Issue #249, opened 2026-04-17
[P-00] Federation v0.2 Umbrella / Tracking Issue


olegbrok:
**Planning ID:** `P-00`  
**Milestone:** `ga`  
**Labels:** `federation`, `repo:pinky`, `tracking`  

Parent tracking issue for Federation v0.2. Single status surface for milestone progress, risks, and readiness.

## Repos
- PinkyBot (client): [bradbrok/PinkyBot](https://github.com/bradbrok/PinkyBot)
- Federation relay (server): [olegbrok/pinkybot-federation-relay](https://github.com/olegbrok/pinkybot-federation-relay)

## Hard product decisions (Apr 17, 2026)
- **No recovery, no escrow.** Tenant signing key is client-owned; loss = rebuild tenant from scratch. Enforced in UI (P-07) and docs (P-13).
- **Tiered metadata retention.** Transport TTL is tier-aware: 7d default / 30d paid. Implemented at R-03. Pricing copy parked in R-07.
- **Recipient-consented excerpts.** Any abuse-report excerpt is decrypted client-side and uploaded as an explicit, consented artifact (P-11 + R-08). Relay never sees plaintext as a side effect.

### `crypto-spike`

**PinkyBot:**
- [ ] #250 — Implement `sealed_box_v1` keyring and envelope crypto primitives
- [ ] #252 — Implement TOFU pinning and fingerprint mismatch state machine

**Relay:**
- [ ] olegbrok/pinkybot-federation-relay#1 — Implement public-key directory and key-bundle publish/fetch APIs

### `alpha`

**PinkyBot:**
- [ ] #251 — Add local federation state store and secure tenant/device key persistence
- [ ] #253 — Build two-instance federation integration harness
- [ ] #254 — Implement federation client runtime with encrypted outbox/inbox delivery loop
- [ ] #255 — Add first federation MCP tools for send, discover, and key lookup
- [ ] #256 — Build Fleet UI for create-tenant and join-tenant flows

**Relay:**
- [ ] olegbrok/pinkybot-federation-relay#2 — Build tenant bootstrap and instance enrollment APIs
- [ ] olegbrok/pinkybot-federation-relay#3 — Implement authenticated WebSocket transport, store-and-forward queueing, and tier-aware envelope TTL

### `private-beta`

**PinkyBot:**
- [ ] #257 — Build Fleet invite issuance, join completion, and membership surfaces
[...]

PR #820, opened 2026-06-24
feat(slack): purchase-approval buttons + interactivity wiring (#249 phase 1)

olegbrok:
## #249 phase 1 — Slack purchase-approval buttons + interactivity wiring

Adds interactive **Approve / Reject** buttons to the pos-spec-purchasing approval
card, with a deterministic, **fail-closed approver gate in the daemon**. Replaces
(augments) the "type `approve` in the channel" flow.

Slack approval card

> Faithful render of the actual `build_proposal_blocks` output (can't screenshot
> live Slack until the Pi deploy + Interactivity toggle). Emoji-free per house rule.

### Why this shape
The verified, unspoofable approver identity (`payload['user']['id']`, signed by
Slack) exists **only** at the daemon's Socket Mode handler. Once a click is handed
to an LLM, that identity is just text a model could be injected into mis-stating.
So the **authoritative money-gate lives in the daemon**, before anything reaches
the agent. The daemon has no MCP client (it can't call `approve_purchase`
directly), so an authorized click is routed to the owning agent to execute — the
LLM is an executor, **never the security boundary**.

### What's in here
**Block Kit send path** (Slack `blocks`): `pinky-messaging send()` gains a
`blocks` param (JSON string), threaded through `/broker/send` → `_broker_send`
→ `_send_text_message` → `SlackAdapter.send_message` → `chat.postMessage`.
Malformed JSON degrades to text-only; `blocks` folded into the send-dedupe key.

**Interactivity** (`block_actions`): `BrokerSlackPoller` now handles `interactive`
envelopes (were ACK'd + dropped). `_handle_interactive`:
- The **GATE** — verified clicker id vs `registry.is_purchase_approver`.
  Fail-closed: blank id / unconfigured allowlist / any error → **deny**.
  Unauthorized clicks get an ephemeral refusal and **never reach the agent**.
- `pending_id` / `clicker_id` validated as clean opaque tokens at the boundary
  (fail-closed) → injection-safe agent instruction.
- Authorized → inject a synthetic instruction to the owning agent to call
  `approve_purchase`/`reject_purchase` with the **verified** approver, then update
  the card via `response_url` (buttons removed; approver name emoji-stripped).
- `SlackAdapter.respond_via_url()` for the card update (capability URL, no scope).

**Allowlist** (authoritative gate): `AgentRegistry.get/set/is_purchase_approver`
(`purchase_approver_slack_ids` system setting), fail-closed.

### Enforcement layers
1. **Daemon gate (authoritative)** — verified Slack id vs allowlist, fail-closed.
2. **MCP allowlist (secondary)** — `POS_PURCHASING_APPROVERS` in pos-spec-purchasing
   (separate PR), only as trustworthy as the approver string passed; a guard, not
   the gate.

### Phase-1 scope / phase-2
Phase 1 `approve_purchase` returns only an Amazon **cart link — no money moves**.
The legacy text-`approve` path is intentionally **not** gated by the verified-id
check; in phase 1 the worst case is a spurious cart link. **Phase 2**
(pay-on-approval) closes that: the daemon records the verified click and the
payment tool refuses to pay without a matching record. **Do not enable real
payment before that exists.** See `specs/slack-purchase-approval.md`.

### Tests
`tests/test_slack_purchase_approval.py` — gate authz / fail-closed (no registry,
registry error, blank/unknown approver) / route-to-agent / agent-offline /
malformed-token drop / emoji strip / Cyrillic preserved; registry allowlist;
adapter blocks + `response_url`. All green; ruff clean. Existing Slack/broker/
messaging suites unaffected.

### Review
Adversarial multi-lens review run before this PR (bypass/spoofing, fail-closed,
correctness/regression, contract/Block-Kit). Fail-closed + correctness lenses
clean; bypass + contract findings fixed (boundary token validation, emoji strip,
Slack-limit clips on the MCP side).

### Deploy prerequisites (Pi / chekov) — coordinated separately
1. Enable the Slack app **Interactivity & Shortcuts** toggle (Socket Mode already
   on → no Request URL, no reinstall).
2. Seed the allowlist (fail-closed): `registry.set_purchase_approvers(["U7W8RJGP5"])`.
3. Restart is on the **Pi** (chekov's poller) — heads-up to Brad first.


olegbrok:
**Security hardening since review** (commit afd1cb0, pos-spec-purchasing#1 @ 2450edf)

Addressed the blocking review finding: the daemon gate is now genuinely enforced, not just claimed. A purchase state transition requires a **daemon-signed HMAC token** the daemon mints only after the verified-clicker gate passes; the MCP verifies it (`POS_PURCHASING_APPROVAL_SECRET`, exact {decision, pending_id, approver, expiry} tuple, not expired, constant-time) before any `approve_purchase`/`reject_purchase` state change. An LLM cannot forge it, so **no prompt path — including the legacy text-`approve` path — can self-approve**, and reject is gated too. Fail-closed when the shared secret is unset on either side.

Cross-repo HMAC contract locked by a golden-vector test in both repos. Added `test_server_approval.py` (tool-boundary enforcement via `call_tool`). Spec updated: the token is now the authoritative layer. CI re-running on afd1cb0.

Issue #506, opened 2026-05-16
Expand _protected_api_prefixes to currently-unlisted routes (defense-in-depth)


olegbrok:
## Context

PR #504 landed a **scoped** default-deny in `auth_middleware` (`src/pinky_daemon/api.py`): only paths matching `_protected_api_prefixes` are flat-401'd at the bottom of the middleware. Everything else falls through to `call_next`.

The scoped form was the right call for #504's scope (the global default-deny in v2 blocked `/calendar/google/callback` before its state-nonce validation could run — see Murzik's PR #504 round-2 review). But it leaves a gap: routes that aren't in `_protected_api_prefixes` AND aren't in `_public_*paths` are reachable without auth. Most of those routes today are NOT auth-by-state — they're protected-by-omission.

This is the same bug class as the original #497 — a route is unauth-reachable because nobody updated a list. The list is just shorter now.

## Current state

`_protected_api_prefixes` (as of 426a516):

```
"/agents", "/sessions", "/tasks", "/projects", "/research",
"/presentations", "/presentation-templates", "/skills", "/outreach",
"/system", "/settings", "/scheduler", "/activity", "/audit",
"/conversations", "/heartbeats", "/groups", "/hooks", "/autonomy",
"/broker", "/kb", "/migration", "/auth/password", "/api/voice"
```

## Currently unlisted routes (audit, partial — needs verification)

Each of these is registered via `@router.get/post/...` somewhere in `src/pinky_daemon/routes/*` or `api.py` but doesn't match any prefix in `_protected_api_prefixes`. Most should be added; a few should be carved out as public.

**Likely should be added to `_protected_api_prefixes`:**
- `/analytics/*` — analytics endpoints
- `/apps/*` — app management (deploy, share, password, upload, etc.)
- `/bot-tokens/*` — bot token management
- `/calendar/*` (except OAuth callback below) — calendar config/status
- `/comms/*` — comms inboxes/messages
- `/milestones/*` — project milestones
- `/sprints/*` — project sprints
- `/models/*` — LLM model config
- `/providers/*` — provider config
- `/plugins/*` — plugin management
- `/render/*` — PDF render
- `/soul-templates/*` — soul template management
- `/triggers` — trigger management
- `/user-profiles/*` — user profile management
- `/parse`, `/parse_dir`, `/preview`, `/apply` — migration tool routes

**Should remain public (auth-by-state or auth-by-token in path):**
[...]

PR #421, opened 2026-05-10
feat(ferry): outbound mesh_remote_send tool (#418) — stacked on #414

olegbrok:
Closes #418. **Stacked PR** — branched off \`feat/ferry-host-pinky\` so it can share \`ferry/types.py\`. Once #414 merges, rebase target → \`beta\` is a no-op.

## Summary

Outbound counterpart to #414's \`host_pinky.py\` inbound. Build canonical ferry envelopes per PROTOCOL.md v0.1 and publish them to the mesh transport, exposed to agents as the \`mesh_remote_send\` MCP tool on pinky-self.

End-to-end wire was proven earlier today (Barsik smoke 2026-05-10 12:14 PDT, sub-2s, FERRY_MESSAGES seq #3 confirmed by @Pulse). This PR replaces the raw \`nats\` CLI scaffolding with a properly-permissioned tool path.

## Why shellout (not nats-py)

\`host_pinky.py\`'s docstring is explicit that the Python module is the *adapter* and \"does no transport (NATS / leaf-link plumbing is owned by ferry-core).\" To keep that boundary clean on outbound, we shell out to the \`nats\` CLI rather than introduce a new in-process transport. One-shot publishes match the CLI shape exactly.

If we later need a long-lived in-process publisher, \`MeshSender.send\` is the swap point — callers don't change.

## What lands (5 files, +999 LOC)

| File | Adds |
|------|------|
| \`src/pinky_daemon/ferry/outbound.py\` | \`parse_address\`, \`derive_subject\`, \`allowlist_matches\`, \`build_envelope\`, \`envelope_to_wire\`, \`MeshSender\` (new) |
| \`src/pinky_daemon/agent_registry.py\` | \`mesh_outbound_allowlist\` column + accessors mirroring peer_fleet_acl pattern |
| \`src/pinky_daemon/api.py\` | \`MeshSendRequest\` + \`MeshAllowlist*Request\` models, \`GET/POST/PUT/DELETE /agents/{name}/mesh/allowlist\`, \`GET /mesh/diagnostics\`, \`POST /agents/{name}/mesh/send\` |
| \`src/pinky_self/server.py\` | \`mesh_remote_send(target, body, kind, …)\` MCP tool next to \`send_to_agent\` |
| \`tests/test_ferry_outbound.py\` | 44 tests (new) |

## Cred handling

Read from env at \`MeshSender\` construction time:
[...]

PR #891, opened 2026-07-18
Authenticate dream-runner skill proposals (#421)

olegbrok:
## Problem

`DreamRunner._extract_proposed_skills` POSTs to `/skills/from-md` with no auth headers, but `/skills` is in the deny-by-default auth-gated prefix list (#506). Every dream-proposed skill has been silently dying with 401 fleet-wide (observed as onesie@TOD's skill-create failures, task #420/#421).

## Fix

- Sign the POST with `build_internal_auth_headers`, resolving the secret via `resolve_request_signing_secret` (existing #623 plumbing): per-agent signing key when a resolver is injected (isolated agents), global `PINKY_SESSION_SECRET` fallback otherwise. Resolver errors degrade to the fallback — never raise into the dream pipeline.
- `create_api` injects `AgentRegistry.get_signing_key` as the resolver.

## Verification

- New regression test builds the real `create_api` app and hits the live auth gate: bare POST → 401; signed POST → 200 + skill created, parameterized for both the non-isolated global-fallback path and the isolated per-agent-key path.
- `tests/test_dream_runner.py` 15/15; auth + route-coverage suites 89/89 at this commit (Barsik, clean worktree). Murzik: 104 relevant tests pass, SHA verified.
- Built by Kuzya, reviewed by Murzik, verified by Barsik (task #421, spun out of #420 investigation).

Backend-only change — no UI surface; evidence is the test output above.

🤖 Opened by Barsik

### DIFF
--- a/src/pinky_daemon/api.py
+++ b/src/pinky_daemon/api.py
@@ -2491,6 +2491,7 @@ def create_api(
         ),
         owner_provider=lambda: agents.get_owner_profile(),
         setting_provider=lambda key: agents.get_setting(key, ""),
+        signing_key_provider=agents.get_signing_key,
     )
     app.state.dream_runner = dream_runner
     app.state.agent_history_resolver = _resolve_agent_history
--- a/src/pinky_daemon/dream_runner.py
+++ b/src/pinky_daemon/dream_runner.py
@@ -15,6 +15,7 @@ from __future__ import annotations
 
 import asyncio
 import json
+import os
 import re
 import sqlite3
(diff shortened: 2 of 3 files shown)


bradbrok (approved):
Approved at exact reviewed SHA 57facd2cc3d41f5c30b6b732a9debf56ef6cee32. Independent verification: 104 relevant tests passed (dream runner, auth, and route-auth coverage), with ruff and diff checks clean.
....
* Problem to work on: Only the lines holding "import" are wanted, so copy each of them from the material.

* Answer space:
@@ -15,6 +15,7 @@ from __future__ import annotations
 import asyncio
 import json
+import os
 import re
 import sqlite3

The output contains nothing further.